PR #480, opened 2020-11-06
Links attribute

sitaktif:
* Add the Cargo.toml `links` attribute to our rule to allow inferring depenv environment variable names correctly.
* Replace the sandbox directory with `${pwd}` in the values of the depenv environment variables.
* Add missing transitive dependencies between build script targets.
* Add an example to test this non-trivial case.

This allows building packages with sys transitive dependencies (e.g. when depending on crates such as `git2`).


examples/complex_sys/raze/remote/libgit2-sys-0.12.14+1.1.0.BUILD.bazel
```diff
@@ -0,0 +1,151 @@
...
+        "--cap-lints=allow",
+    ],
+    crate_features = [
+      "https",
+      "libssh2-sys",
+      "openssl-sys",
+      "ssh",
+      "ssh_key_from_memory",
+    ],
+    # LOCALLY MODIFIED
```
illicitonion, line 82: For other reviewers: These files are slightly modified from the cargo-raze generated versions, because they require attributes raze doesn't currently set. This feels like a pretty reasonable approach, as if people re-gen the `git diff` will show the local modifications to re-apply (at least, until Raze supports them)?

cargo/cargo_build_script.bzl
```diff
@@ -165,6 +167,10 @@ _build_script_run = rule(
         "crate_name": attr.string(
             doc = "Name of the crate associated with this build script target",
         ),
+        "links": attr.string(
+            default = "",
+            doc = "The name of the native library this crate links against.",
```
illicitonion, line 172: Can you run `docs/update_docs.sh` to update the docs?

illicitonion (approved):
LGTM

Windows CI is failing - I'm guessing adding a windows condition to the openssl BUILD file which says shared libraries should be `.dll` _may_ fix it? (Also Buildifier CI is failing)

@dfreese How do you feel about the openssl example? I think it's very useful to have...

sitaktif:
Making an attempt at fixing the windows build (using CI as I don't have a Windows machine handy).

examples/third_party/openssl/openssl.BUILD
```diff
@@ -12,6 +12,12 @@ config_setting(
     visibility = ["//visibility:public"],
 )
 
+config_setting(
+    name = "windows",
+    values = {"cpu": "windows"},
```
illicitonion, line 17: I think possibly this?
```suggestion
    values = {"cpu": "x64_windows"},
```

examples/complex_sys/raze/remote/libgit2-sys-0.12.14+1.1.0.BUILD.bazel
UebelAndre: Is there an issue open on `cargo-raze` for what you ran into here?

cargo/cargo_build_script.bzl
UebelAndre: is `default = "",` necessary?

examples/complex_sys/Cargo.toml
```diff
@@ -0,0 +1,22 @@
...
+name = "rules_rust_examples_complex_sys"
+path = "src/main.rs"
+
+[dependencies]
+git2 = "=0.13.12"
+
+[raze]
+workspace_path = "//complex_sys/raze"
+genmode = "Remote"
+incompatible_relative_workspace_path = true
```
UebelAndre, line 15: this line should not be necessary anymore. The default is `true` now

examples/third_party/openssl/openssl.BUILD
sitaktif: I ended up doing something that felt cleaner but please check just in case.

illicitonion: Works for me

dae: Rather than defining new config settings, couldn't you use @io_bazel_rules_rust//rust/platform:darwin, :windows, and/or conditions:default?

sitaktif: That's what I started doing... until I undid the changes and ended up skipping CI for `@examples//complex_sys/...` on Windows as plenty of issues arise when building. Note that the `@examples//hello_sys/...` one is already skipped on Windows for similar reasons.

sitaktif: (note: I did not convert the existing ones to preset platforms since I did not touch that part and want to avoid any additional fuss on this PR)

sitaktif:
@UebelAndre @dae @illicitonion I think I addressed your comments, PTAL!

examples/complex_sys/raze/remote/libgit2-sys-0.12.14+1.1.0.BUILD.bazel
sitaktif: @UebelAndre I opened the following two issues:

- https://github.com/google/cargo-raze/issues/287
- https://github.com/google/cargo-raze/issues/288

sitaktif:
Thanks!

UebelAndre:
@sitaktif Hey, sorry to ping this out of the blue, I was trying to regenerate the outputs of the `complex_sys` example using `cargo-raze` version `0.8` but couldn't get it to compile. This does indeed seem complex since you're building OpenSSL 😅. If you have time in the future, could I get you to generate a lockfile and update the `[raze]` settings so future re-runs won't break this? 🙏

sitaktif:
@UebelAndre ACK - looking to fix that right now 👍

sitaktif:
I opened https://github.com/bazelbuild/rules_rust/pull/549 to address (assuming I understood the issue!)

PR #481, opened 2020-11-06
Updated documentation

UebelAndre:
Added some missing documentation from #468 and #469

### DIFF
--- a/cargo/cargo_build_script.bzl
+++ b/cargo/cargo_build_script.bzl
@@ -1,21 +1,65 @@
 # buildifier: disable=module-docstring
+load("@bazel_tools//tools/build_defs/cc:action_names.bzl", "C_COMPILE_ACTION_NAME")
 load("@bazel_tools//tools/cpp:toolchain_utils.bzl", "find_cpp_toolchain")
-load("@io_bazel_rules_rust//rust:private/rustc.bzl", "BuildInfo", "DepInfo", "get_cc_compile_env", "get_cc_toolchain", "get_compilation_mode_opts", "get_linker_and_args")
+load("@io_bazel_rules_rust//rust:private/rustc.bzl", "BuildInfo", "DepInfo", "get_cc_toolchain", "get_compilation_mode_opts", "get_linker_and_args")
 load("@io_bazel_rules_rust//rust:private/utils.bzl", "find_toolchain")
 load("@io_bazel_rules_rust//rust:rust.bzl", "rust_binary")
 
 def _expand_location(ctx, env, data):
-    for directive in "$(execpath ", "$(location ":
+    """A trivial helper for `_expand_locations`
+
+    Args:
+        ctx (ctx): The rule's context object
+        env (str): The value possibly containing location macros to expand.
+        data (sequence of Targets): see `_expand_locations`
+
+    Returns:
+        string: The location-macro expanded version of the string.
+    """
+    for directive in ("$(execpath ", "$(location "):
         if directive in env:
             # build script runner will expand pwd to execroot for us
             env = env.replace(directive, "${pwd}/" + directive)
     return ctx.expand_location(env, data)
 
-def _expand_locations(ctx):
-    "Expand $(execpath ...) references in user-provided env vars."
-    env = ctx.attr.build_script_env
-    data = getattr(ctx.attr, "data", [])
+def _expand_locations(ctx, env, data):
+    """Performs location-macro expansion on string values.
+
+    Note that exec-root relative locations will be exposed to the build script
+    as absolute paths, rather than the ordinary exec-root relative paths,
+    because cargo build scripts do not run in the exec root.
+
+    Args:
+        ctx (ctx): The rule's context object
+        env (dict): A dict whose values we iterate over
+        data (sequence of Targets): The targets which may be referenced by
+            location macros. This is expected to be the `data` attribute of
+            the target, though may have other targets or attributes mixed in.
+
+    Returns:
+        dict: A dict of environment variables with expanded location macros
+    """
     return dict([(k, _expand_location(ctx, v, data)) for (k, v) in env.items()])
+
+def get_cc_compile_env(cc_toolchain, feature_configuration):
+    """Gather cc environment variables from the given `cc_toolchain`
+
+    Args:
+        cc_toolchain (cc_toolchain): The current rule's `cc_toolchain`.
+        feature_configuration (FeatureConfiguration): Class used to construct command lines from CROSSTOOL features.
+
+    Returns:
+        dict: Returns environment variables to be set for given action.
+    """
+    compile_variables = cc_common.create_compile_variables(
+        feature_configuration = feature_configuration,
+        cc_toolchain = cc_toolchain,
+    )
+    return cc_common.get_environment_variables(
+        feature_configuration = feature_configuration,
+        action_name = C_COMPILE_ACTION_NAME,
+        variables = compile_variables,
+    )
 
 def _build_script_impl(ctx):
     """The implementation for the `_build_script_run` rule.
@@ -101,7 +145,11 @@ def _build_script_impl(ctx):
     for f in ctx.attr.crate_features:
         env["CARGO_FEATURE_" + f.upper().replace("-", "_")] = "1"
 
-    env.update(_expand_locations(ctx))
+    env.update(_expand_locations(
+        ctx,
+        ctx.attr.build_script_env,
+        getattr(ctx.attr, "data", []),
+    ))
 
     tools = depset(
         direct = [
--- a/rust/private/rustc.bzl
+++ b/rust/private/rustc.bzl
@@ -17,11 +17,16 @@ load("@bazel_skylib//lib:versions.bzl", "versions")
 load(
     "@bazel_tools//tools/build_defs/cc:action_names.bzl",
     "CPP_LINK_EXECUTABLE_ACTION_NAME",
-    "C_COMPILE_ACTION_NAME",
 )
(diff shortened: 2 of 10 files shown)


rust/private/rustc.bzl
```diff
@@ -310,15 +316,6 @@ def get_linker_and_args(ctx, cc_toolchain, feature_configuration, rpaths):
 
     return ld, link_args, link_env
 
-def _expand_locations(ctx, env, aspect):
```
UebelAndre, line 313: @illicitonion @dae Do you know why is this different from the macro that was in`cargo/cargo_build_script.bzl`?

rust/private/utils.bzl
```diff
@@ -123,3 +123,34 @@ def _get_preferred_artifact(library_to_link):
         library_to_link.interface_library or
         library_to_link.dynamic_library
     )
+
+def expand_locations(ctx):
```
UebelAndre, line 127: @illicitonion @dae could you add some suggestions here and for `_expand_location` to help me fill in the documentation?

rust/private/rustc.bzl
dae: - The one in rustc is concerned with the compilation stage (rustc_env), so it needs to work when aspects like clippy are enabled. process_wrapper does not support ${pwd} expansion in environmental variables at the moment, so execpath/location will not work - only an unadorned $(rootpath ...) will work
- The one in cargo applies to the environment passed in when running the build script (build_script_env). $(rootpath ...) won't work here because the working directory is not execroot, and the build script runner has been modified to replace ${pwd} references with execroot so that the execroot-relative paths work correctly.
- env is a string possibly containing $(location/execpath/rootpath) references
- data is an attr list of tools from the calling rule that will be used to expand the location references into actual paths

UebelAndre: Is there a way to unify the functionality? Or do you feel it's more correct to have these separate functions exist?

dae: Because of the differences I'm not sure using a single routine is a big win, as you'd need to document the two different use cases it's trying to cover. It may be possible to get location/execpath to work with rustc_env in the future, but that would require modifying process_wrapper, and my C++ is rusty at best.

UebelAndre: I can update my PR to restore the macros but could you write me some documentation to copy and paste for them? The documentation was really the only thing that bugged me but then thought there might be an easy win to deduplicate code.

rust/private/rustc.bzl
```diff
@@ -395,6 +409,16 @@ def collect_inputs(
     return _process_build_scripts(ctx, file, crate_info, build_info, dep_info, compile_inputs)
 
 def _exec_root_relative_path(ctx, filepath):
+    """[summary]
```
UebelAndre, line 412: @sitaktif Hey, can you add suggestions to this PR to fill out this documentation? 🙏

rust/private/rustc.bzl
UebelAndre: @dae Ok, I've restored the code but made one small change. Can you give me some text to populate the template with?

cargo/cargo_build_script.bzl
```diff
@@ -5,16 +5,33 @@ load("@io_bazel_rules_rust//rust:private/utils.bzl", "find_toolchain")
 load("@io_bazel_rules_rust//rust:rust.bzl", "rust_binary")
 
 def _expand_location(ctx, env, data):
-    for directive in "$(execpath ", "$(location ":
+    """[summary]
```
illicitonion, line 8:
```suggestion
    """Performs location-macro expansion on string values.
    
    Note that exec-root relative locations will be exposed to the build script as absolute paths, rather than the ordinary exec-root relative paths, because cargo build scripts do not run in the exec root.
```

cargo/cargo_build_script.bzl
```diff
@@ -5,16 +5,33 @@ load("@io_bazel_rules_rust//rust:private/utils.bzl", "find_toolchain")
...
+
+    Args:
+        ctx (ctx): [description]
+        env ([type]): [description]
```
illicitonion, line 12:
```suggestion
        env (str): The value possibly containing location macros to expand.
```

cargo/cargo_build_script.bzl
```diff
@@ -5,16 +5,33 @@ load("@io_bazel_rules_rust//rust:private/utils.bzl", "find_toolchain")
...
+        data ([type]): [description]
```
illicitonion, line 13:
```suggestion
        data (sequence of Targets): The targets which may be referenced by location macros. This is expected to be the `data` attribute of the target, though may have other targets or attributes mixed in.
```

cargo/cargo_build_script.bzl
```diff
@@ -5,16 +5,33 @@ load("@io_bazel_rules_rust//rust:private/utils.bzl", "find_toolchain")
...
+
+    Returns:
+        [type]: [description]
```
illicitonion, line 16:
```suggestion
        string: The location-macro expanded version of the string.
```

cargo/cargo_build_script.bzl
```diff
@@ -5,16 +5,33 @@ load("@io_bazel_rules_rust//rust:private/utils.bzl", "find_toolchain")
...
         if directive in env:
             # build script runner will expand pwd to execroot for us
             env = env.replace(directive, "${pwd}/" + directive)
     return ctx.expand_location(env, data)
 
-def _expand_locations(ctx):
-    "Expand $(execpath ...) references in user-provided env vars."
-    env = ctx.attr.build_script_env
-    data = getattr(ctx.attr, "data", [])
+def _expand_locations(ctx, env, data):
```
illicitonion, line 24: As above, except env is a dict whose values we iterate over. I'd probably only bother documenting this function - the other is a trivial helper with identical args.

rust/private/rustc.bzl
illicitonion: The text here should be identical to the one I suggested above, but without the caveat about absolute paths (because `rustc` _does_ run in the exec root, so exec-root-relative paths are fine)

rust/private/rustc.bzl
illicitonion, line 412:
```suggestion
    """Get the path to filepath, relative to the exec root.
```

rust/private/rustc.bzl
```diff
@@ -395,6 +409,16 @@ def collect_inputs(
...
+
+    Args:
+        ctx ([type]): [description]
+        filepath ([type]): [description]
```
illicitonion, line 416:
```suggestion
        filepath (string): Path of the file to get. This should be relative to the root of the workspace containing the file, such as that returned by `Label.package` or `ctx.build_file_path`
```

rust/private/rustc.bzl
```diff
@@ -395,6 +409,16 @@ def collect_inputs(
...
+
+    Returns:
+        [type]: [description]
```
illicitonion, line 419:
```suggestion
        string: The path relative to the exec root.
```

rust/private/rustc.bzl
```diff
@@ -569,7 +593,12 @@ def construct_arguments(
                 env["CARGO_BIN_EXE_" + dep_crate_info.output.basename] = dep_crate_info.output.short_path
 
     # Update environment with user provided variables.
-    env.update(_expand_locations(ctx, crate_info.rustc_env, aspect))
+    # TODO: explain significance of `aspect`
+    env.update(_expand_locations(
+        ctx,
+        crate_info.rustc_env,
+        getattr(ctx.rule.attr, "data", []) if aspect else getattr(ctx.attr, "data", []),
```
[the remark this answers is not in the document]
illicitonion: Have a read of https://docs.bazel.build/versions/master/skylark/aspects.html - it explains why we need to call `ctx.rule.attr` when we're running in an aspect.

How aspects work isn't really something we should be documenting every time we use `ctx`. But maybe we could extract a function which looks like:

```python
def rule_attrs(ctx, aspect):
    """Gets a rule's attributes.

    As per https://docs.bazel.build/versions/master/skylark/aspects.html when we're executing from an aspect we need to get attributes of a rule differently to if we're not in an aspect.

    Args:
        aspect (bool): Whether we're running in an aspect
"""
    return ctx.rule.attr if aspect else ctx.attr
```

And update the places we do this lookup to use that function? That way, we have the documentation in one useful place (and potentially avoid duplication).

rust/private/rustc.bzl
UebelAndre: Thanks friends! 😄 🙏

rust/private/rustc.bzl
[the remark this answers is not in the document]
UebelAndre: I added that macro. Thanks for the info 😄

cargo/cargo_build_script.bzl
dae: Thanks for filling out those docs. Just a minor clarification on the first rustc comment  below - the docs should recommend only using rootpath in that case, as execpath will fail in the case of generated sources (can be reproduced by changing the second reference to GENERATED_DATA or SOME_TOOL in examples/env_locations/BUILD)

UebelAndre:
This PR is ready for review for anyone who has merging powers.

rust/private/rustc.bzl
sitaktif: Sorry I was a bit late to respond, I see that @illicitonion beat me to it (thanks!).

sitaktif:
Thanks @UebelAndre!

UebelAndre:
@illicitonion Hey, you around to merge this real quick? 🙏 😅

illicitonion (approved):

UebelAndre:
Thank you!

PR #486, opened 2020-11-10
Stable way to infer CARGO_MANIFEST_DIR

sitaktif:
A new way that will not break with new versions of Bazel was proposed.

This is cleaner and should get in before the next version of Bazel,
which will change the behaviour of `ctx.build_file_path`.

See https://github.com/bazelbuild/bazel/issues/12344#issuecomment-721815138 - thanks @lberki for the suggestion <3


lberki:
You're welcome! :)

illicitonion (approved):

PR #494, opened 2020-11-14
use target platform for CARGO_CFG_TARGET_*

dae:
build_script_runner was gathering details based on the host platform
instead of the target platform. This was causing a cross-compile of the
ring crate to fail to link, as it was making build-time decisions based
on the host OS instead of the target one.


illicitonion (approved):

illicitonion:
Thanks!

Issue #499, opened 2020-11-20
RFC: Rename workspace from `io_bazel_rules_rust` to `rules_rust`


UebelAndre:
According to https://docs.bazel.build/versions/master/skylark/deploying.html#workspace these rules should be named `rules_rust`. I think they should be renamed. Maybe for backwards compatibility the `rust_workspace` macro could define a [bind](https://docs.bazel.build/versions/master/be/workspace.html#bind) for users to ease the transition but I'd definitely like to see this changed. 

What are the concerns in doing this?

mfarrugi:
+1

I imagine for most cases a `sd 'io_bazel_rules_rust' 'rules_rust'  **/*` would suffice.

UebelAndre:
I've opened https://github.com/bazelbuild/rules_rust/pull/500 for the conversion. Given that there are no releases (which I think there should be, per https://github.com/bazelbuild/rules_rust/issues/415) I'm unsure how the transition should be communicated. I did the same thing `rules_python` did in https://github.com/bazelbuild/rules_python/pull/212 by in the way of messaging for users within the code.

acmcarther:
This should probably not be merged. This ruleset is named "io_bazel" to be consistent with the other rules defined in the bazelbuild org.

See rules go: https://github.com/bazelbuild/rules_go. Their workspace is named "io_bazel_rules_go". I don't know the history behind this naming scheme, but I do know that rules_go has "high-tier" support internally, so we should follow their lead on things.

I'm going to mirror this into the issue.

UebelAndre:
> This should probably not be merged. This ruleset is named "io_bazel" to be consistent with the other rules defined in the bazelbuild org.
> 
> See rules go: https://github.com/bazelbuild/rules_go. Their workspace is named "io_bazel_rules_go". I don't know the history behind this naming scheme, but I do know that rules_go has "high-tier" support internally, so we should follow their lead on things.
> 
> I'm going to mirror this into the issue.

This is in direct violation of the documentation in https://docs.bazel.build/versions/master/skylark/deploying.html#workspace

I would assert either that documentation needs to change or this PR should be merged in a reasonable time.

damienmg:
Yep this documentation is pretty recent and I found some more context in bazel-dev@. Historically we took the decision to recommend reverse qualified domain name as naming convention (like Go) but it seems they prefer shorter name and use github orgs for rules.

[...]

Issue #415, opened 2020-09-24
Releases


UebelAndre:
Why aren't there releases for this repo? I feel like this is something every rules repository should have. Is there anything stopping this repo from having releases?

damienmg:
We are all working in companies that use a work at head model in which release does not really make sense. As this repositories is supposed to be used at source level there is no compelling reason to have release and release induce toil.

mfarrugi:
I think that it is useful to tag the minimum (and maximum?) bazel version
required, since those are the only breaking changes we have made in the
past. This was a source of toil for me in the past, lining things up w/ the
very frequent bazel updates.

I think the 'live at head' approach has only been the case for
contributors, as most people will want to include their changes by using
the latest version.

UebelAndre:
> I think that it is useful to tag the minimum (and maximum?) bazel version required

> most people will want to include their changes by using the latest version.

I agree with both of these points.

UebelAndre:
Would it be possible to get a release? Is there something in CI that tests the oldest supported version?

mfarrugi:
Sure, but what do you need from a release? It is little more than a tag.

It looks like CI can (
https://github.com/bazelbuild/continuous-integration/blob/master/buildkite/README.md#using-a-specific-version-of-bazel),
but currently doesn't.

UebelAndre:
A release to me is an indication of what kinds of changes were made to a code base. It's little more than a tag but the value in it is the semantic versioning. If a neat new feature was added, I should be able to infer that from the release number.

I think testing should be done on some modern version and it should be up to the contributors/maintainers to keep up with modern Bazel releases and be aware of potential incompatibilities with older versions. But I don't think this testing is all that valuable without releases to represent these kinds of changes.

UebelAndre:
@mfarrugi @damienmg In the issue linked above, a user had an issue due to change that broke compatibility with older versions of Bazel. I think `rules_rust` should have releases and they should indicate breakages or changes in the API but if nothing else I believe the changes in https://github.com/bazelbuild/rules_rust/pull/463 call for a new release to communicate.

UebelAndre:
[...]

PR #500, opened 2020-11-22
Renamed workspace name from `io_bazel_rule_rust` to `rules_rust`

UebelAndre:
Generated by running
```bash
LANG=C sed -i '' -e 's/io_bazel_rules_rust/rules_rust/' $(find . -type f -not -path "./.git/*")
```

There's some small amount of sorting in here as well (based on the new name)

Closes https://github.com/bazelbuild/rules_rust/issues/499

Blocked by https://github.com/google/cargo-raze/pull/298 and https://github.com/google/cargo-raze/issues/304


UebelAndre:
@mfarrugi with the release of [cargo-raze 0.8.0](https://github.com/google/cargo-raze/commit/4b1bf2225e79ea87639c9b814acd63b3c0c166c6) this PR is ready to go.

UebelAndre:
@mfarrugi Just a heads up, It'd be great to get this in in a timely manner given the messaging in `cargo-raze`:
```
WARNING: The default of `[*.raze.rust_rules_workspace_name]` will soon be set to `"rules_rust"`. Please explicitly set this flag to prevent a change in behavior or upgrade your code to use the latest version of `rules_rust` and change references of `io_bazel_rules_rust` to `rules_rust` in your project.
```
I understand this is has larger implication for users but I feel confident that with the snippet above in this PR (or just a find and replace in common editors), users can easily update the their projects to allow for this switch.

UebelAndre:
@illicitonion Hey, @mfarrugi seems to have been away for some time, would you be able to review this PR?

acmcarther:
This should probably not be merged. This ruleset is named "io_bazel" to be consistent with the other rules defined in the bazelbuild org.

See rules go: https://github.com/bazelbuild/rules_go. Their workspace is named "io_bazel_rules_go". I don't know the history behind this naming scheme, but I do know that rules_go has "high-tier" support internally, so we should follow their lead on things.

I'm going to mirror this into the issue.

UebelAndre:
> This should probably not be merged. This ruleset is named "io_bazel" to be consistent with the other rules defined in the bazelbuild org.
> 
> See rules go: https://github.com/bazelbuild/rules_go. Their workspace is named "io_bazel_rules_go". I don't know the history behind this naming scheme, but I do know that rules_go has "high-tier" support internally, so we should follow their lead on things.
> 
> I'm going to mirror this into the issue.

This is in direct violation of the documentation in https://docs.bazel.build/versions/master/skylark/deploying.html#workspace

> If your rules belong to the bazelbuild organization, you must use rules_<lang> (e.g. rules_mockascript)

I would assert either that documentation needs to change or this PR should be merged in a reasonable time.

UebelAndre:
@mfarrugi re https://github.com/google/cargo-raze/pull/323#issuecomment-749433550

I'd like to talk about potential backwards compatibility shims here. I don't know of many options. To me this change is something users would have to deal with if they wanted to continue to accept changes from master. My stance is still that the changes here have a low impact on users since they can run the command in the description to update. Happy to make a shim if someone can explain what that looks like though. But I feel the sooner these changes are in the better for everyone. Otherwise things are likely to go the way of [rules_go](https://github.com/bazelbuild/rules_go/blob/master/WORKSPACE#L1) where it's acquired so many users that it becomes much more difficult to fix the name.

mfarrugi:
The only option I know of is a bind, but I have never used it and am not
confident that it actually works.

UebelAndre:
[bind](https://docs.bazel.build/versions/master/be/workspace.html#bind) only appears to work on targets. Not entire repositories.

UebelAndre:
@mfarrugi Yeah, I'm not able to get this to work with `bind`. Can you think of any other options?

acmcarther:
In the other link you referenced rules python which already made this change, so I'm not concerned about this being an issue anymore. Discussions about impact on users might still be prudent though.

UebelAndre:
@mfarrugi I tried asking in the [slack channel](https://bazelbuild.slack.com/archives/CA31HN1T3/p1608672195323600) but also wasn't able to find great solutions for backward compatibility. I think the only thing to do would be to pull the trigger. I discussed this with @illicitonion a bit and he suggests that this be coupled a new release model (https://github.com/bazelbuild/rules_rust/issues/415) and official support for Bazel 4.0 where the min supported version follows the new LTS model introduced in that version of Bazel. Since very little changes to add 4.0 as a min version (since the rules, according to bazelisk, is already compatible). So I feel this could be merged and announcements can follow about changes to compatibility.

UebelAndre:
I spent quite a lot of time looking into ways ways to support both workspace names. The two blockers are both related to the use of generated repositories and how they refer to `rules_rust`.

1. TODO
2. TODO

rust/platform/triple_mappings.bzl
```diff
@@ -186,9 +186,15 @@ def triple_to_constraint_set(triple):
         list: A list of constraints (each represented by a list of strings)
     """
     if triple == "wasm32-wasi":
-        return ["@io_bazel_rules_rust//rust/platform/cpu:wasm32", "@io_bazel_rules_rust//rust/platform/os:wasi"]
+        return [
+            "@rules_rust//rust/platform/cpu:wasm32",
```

* What the task requires: Review the preceding data and report every line that includes the string "above".

* Result:
illicitonion, line 24: As above, except env is a dict whose values we iterate over. I'd probably only bother documenting this function - the other is a trivial helper with identical args.
illicitonion: The text here should be identical to the one I suggested above, but without the caveat about absolute paths (because `rustc` _does_ run in the exec root, so exec-root-relative paths are fine)
@mfarrugi @damienmg In the issue linked above, a user had an issue due to change that broke compatibility with older versions of Bazel. I think `rules_rust` should have releases and they should indicate breakages or changes in the API but if nothing else I believe the changes in https://github.com/bazelbuild/rules_rust/pull/463 call for a new release to communicate.
I understand this is has larger implication for users but I feel confident that with the snippet above in this PR (or just a find and replace in common editors), users can easily update the their projects to allow for this switch.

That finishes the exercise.